Statistical Analysis and Sensitivity Analyses
Descriptive analyses were performed to compare characteristics between case and control subjects at the beginning of the lag time period. Data for qualitative variables are presented as number and proportion of patients in each group and continuous variables as median and interquartile range (IQR). Given that we included all available cases in the database and that the study sample size was determined by the disease incidence, we did not perform a formal power calculation.
A conditional logistic regression model was used to compute the ORs with 95% CIs. When ORs derived from a conditional logistic regression model are estimated in a nested case-control study where control subjects are selected with the risk-set sampling procedure, they can be related to HRs derived from a Cox regression model in which the exposure of interest is modeled as a time-dependent variable (13,14). Thus, the estimated risks were presented as HRs with their 95% CIs. Adjusted HRs were estimated through adding potential confounding factors at the lag time period in the model, including social deprivation index, goiter, hypothyroidism and hyperthyroidism in the last year, and use of other antidiabetes drugs in the last 6 years considered by therapeutic class (Supplementary Tables 1 and 3).

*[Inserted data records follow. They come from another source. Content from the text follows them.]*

PR #1375, opened 2023-02-09
Add TouchOpenEnv toy domain for testing nsrt rl approach.

ashayathalye:
Adds a toy environment involving two options for testing the nsrt RL approach, one for moving to a door (just like moving to a point in TouchPointEnv), and another for opening a door (just like opening a door in DoorsEnv).


tomsilver (approved):
LGTM, nice work!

Secondary and sensitivity analyses were performed to assess the validity and robustness of the initial study results. Secondary analyses included 1) stratification according to sex and 2) use of thyroidectomy without cancer as a definition for cases (identification method in Supplementary Table 2) to study the effect of thyroidectomy. Sensitivity analyses were performed with changes of lag time period: 3 months and 12 months.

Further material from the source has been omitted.